Tariq Saeedi
There is a particular kind of poem that refuses to stay in its own century. It gets copied, memorized, quoted at funerals and summits and protests, stitched into carpets and set to music, until it no longer feels like literature — it feels like conscience.
Bani Adam, written by the Persian poet and sage Saadi Shirazi in the thirteenth century, is one of those rare poems. In six short lines it says something so simple and so demanding that no age has yet been able to fully answer it: we are one body, and the suffering of any part of that body is the suffering of all.
For nearly eight centuries, those lines have been impossible to ignore.
The Poem
Bani Adam appears in the first chapter of Saadi’s masterpiece the Gulistan — the Rose Garden — completed in 1258. The original Persian reads:
Among its most admired English translations is the rendering often associated with the nineteenth-century Persian scholar Edward Rehatsek:
The sons of Adam are limbs of each other, Having been created of one essence. When the calamity of time afflicts one limb, The other limbs cannot remain at rest. If thou hast no sympathy for the troubles of others, Thou art unworthy to be called by the name of a man.

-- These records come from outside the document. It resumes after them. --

PR #778, opened 2026-07-30
Seed capability catalog by default

jorgensandhaug:
## Summary
- import the committed reviewed integrations catalog by default after Helm installs and upgrades
- fingerprint snapshots so unchanged deployments skip database, network, and logo-storage writes
- seed local `bun run dev` stacks by default and provide explicit Helm/local opt-outs
- keep global-catalog writes scoped to the one-shot job's migration credential

## Validation
- `bun test scripts/import-integrations-catalog.test.ts` (33 passed)
- `bun test scripts/helm-upgrade-contract.test.ts` (4 passed)
- `bun run typecheck` (23 projects clean)
- `bunx oxlint --deny-warnings ...` (targeted changed TypeScript files)
- `bunx oxfmt --check ...` (changed TypeScript files)
- `helm lint deploy/helm/opengeni`
- `helm template` with default, opt-out, and single-node values
- `bun run check:docs-refs`
- `bun test packages/db/test/catalog-imports.test.ts` (suite passed but real DB cases skipped because Docker is unavailable on the host)


jorgensandhaug (commented):
BLOCK

Exact-head substantive review of `848287fc5b4431457e8809ece3be83596cdbf89e` / tree `954ffc443fa4ef25cac6841ea56e6b5b74b7e106` (publication base `b2fb36a25aea929f56d68a5b94c51e3ca4de130b`).

## Blocking findings

1. **[P2] The new default local-dev import loses the migration-owner database URL and can abort `bun run dev`.** `scripts/dev-stack.sh:110-112` correctly sets `OPENGENI_DATABASE_URL="$OPENGENI_MIGRATIONS_DATABASE_URL"`, but then invokes `bun run catalog:import`. That package script (`package.json:34`) immediately sources `.env`, overwriting the command-scoped owner URL with `.env`'s restricted `opengeni_app` URL (and potentially reverting an auto-selected alternate port). `.env` is always created/sourced by this dev path, while the global catalog/import tables are intentionally unavailable to the runtime role. An exact Bun-script precedence probe returned the `.env` runtime URL instead of the supplied migration URL. Invoke the importer directly from `dev-stack.sh`, or otherwise preserve the already-selected owner URL across the package-script wrapper.

2. **[P2] `--if-changed` fingerprints only snapshot bytes, so documented import-mode changes are permanently skipped for the same snapshot.** `catalogSnapshotRef` (`scripts/import-integrations-catalog.ts:1156-1160`) excludes `skipLogos` and any importer/normalization contract version, while the Helm Job always uses `--if-changed`. After the default `catalogImport.skipLogos=true` import completes, changing the documented option to `false` still finds the same completed batch and exits before fetching/storing logos; later importer-semantic corrections can likewise be skipped until snapshot bytes change. Include all output-affecting options plus a deterministic importer contract/version in the completion key, or provide an explicit forced reimport path for the Helm option.

## Evidence

- Full 15-file diff and adjacent importer/DB/schema/image/Helm/network-policy/dev-stack contracts reviewed; catalog admission still fails closed for failed probes, unknown auth, unsafe API-key metadata, duplicates, and stale entries.
- Focused tests: 37 passed / 0 failed / 144 assertions.
- Stable non-preview TypeScript `7.0.2`: DB project and changed importer/Helm script surface typechecked cleanly. (The broader top-level importer test file has two pre-existing negative-fixture `"sse"` literal typing errors and is not part of the repo project typecheck.)
- Helm v3.19.0: lint plus default, opt-out, and single-node templates passed; rendered command/credential/network-policy shape is correct.
- Targeted oxlint: 0 warnings/errors; oxfmt check, Bash syntax, docs-reference guard, DB build, catalog dry-run (620/620 importable), and `git diff --check` passed.
- Natural exact-head CI was inspected once and is terminal: Current-base source admission, Typecheck and unit tests, Deployment artifacts, and Workload image builds succeeded; two automation-only jobs skipped.
- Real PostgreSQL rerun was attempted, but this isolated Modal forbids the nested-container layer `unshare`; no DB result is claimed beyond exact-head CI and source/test inspection.
- Current `main` independently fetched at `1973d2a5c14a9450e59d25226364129d2963d455`; the five overlapping paths merge with zero conflict markers, and current-main deltas contain no catalog-import/snapshot/logo/import-batch semantic overlap.

No source edits, CI dispatch, merge, release, deployment, provider/credential mutation, Azure inference, Connected Machine use, or descendants.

What strikes any reader immediately is the poem’s refusal of sentiment. It does not merely ask us to feel kindness. It declares that indifference to another’s suffering is a forfeiture of our very humanity — that compassion is not a virtue we may choose to cultivate, but a condition of being human at all.
The Man Behind the Poem
Saadi was born in Shiraz around 1210, into a world coming apart. The Mongol invasions were tearing through the Islamic heartland, leveling cities and displacing millions. Death and displacement were not abstractions to him; they were the weather of his age.

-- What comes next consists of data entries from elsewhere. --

PR #792, opened 2026-07-30
fix(db): support managed Postgres role administrators

davletd:
## Summary

- accept PostgreSQL 16+ creator administration membership only when it is the exact `ADMIN TRUE, INHERIT FALSE, SET FALSE` edge from the app role to the current session role
- keep every other role relationship fail-closed
- let a non-superuser role administrator rotate and normalize an already-restricted app login without mentioning superuser-only attributes
- reject pre-existing privileged app-role attributes that the current administrator cannot safely remove

## Why

CloudGeni PR Cloudgeni-ai/cloudgeni#1577 embeds OpenGeni into an Azure managed PostgreSQL deployment. Its exact Gecko deployment is blocked because PostgreSQL automatically grants a non-superuser `CREATEROLE` actor this administration-only relationship when it creates `opengeni_app`. The existing guard treats that server-generated edge as unsafe, and the normalization statement also mentions attributes that only a superuser may alter.

The administration edge does not confer inherited privileges and cannot be used with `SET ROLE`; revoking it would prevent the managed database administrator from maintaining or rotating the application role.

## Verification

- real `pgvector/pgvector:pg17` integration test reproducing the managed-admin role graph
- provisioning and password rotation are idempotent
- unexpected members remain rejected
- privileged pre-existing role attributes remain rejected for non-superuser administrators
- existing dedicated-schema isolation suite
- `bun run format:check`
- `bun run lint`
- `bun run typecheck`

## Consumer

Unblocks the next exact OpenGeni embedded release and Gecko deployment proof required by Cloudgeni-ai/cloudgeni#1577.

### DIFF
--- a/.changeset/managed-postgres-role-administration.md
+++ b/.changeset/managed-postgres-role-administration.md
@@ -1,0 +1,7 @@
+---
+"@opengeni/db": patch
+---
+
+Allow PostgreSQL 16+ managed-database role creators to normalize an application
+role when its only relationship is the server-generated, non-inheriting,
+non-settable creator administration edge.
--- a/packages/db/src/provision-roles.ts
+++ b/packages/db/src/provision-roles.ts
@@ -262,6 +262,9 @@ async function assertAppRoleSafeToNormalize(sql: postgres.Sql, role: string): Pr
     return;
   }
 
+  // PostgreSQL 16 added per-grant INHERIT and SET options. Reading through
+  // to_jsonb keeps this inspection compatible with PostgreSQL 14/15; missing
+  // options default to true so every legacy membership remains unsafe.
   const memberships = await sql<
     {
       relationship: string;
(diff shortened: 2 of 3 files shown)


davletd:
@cloudgeni-ai Please review this PR in the context of Cloudgeni-ai/cloudgeni#1577, specifically the PostgreSQL 16+ managed-role administration semantics, preservation of the bootstrap-granted ADMIN-only edge, and fail-closed handling of all other role relationships and privileged states.

davletd:
Follow-up `68a9823f` preserves PostgreSQL 14/15 inspection compatibility: the PostgreSQL 16 per-grant options are read through `to_jsonb`, and missing options default unsafe. Verified the managed-administrator provisioning/rotation test against both `pgvector/pgvector:pg15` and `pg17`; the PostgreSQL 17 run plus the dedicated-schema RLS suite passes 8/8 tests (39 expectations). Package typecheck and zero-warning targeted lint remain green.

davletd:
Closing as superseded by #765 (`2aca9647`), which implements the same managed-PostgreSQL creator-administration support on the newer role-posture architecture. The landed version is stricter: one shared relationship classifier is used by both provisioning and runtime posture, checks the grantor and actor capabilities, documents the invariant, and includes live PostgreSQL 17 plus classifier coverage. Revalidated on current `main` (`3035b59f`): `packages/db/test/role-relationships.test.ts` and `packages/db/test/postgres-role-creator-membership.test.ts` pass 6/6. Merging this older patch would conflict with and weaken the landed classifier.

Yet what Saadi carried out of that catastrophic era was not bitterness but a profound, almost stubborn tenderness toward human beings in all their variety.
Unlike poets who composed for courts or retreated into mystical isolation, Saadi was a traveler. He moved through Persia, Central Asia, and the Levant, lingering in markets and caravanserais, listening to merchants and pilgrims and wandering dervishes. His poetry has the texture of a man who has sat with many kinds of people and found something worth honoring in all of them.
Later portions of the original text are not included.